I’m a linux user, and been in android hacking for a week, so I haven’t been paying too much attention to this stuff. So anyone else who has info please post it here.

And this is the other article I saw.

I don’t see Microsoft buying Valve anytime soon tbh.

That said though the formation of one megacorporation is becoming very dangerous.

1 Like

No info here, but it totally makes sense.

Microsoft’s Windows Store thing that they pushed is a total flop. I’d give adoption a generous 3 to 5 percent based on what I’ve seen. They probably want to buy a platform that works so they can integrate it into their ecosystem.

BTW, that would absolutely kill Valve if they did it.

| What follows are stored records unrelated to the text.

PR #122, opened 2016-02-16
fix(content): Only show sites in Spotlight if it has atleast one image

### LINKED ISSUE #121: Spotlight should only show sites with images
We should filter out sites without lead images

k88hudson:
This should fix an existing bug where Spotlights don't show up at all if the `images` prop is missing

Fixes #121


rlr:
LGTM R+

PR #124, opened 2016-02-16
fix(addon): #123 Fix include path to include hashes

### LINKED ISSUE #123: Add-on messaging doesn't work after refresh
After refreshing the page, messages no longer work with the following error in the console

```
Error: Couldn't find the worker to receive this message.
The script may not be initialized yet, or may already have been unloaded.
```

k88hudson:
This fixes a bug where if you reload the page, new workers don't get attached, and also properly removes workers when the tab is reloaded/closed

Fixes #123


k88hudson:
@oyiptong @emtwo R?

test/test-setup.js
```diff
@@ -0,0 +1,100 @@
...
+const PORT = 8099;
+const path = "/dummy-activitystreams.html";
+const url = `http://localhost:${PORT}${path}`;
+const otherUrl = `http://localhost:${PORT}/dummy-other.html`;
+
+let srv;
+let app;
+let openTabs;
+
+function beforeEach() {
```
oyiptong: Use the addon sdk's before and after test methods

test/test-setup.js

AT&T. Happened with the phones, it was broken up and we endured 10 years of shit phones before a fix came around. Not saying megacorps are good, but I would say that the govt will step in if it gets too bad.

2 Likes

I don’t really buy that with the government we have now though, especially now that one political party has some serious Erectile Dysfunction and they have most of the seats and power. Most of them seem to be kissing up only to megacorporations.

The regulations they imposed were there for smaller businesses that aren’t nearly as big.

There was a time though where corporations were held accountable on the case of Anti-Trust but that’s becoming more distant of a memory.

1 Like

I don’t want to get politics locked but I do agree that there are problems in the current government. That said, I think we have to look forward with optimism. If we don’t, there’s really no point having a forward-looking discussion.

Yes, some companies are bad. Some are good too. The coming decade (2020s) is going to be a decade of yuuuuge change. Probably not good change, but who knows. We could get to a point where you’re functionally invisible simply for not having technology on you. That would be cool.

You’ll have to be more specific. I had to stop following politics due to blood pressure lol.

All I know about the future is that it’s going to be a lot different soon though. I like to hope that the change will be good and all honesty, I think things will get better, at least some things. But there are plenty where we are heading the wrong direction as well as the right one and we can hope that they will get addressed by then.

As for politics, can’t blame you on the blood pressure part.

I think we need to accept that change is good. Part of us doesn’t want to change things just because we don’t like change. You have to take the good with the bad, fix what you can and not get too caught up over what you can’t.


Now that we’re back on track, my major concern with Microsoft buying a distributor is that they might try to reduce the availability of Linux games. I know Microsoft <3 Linux, but does it really? We have new leadership in there and I think the important thing to determine is exactly what’s going on there. Do they still follow EEE or has the spirit really changed? They seem to be making some serious inroads on the “we’ve actually changed” front, but I’m still skeptical. One field Microsoft has always dominated is Gaming and that’s changing fast. They could definitely get out ahead of it if they had control over Steam, but I’m very happy that it’s never going to happen.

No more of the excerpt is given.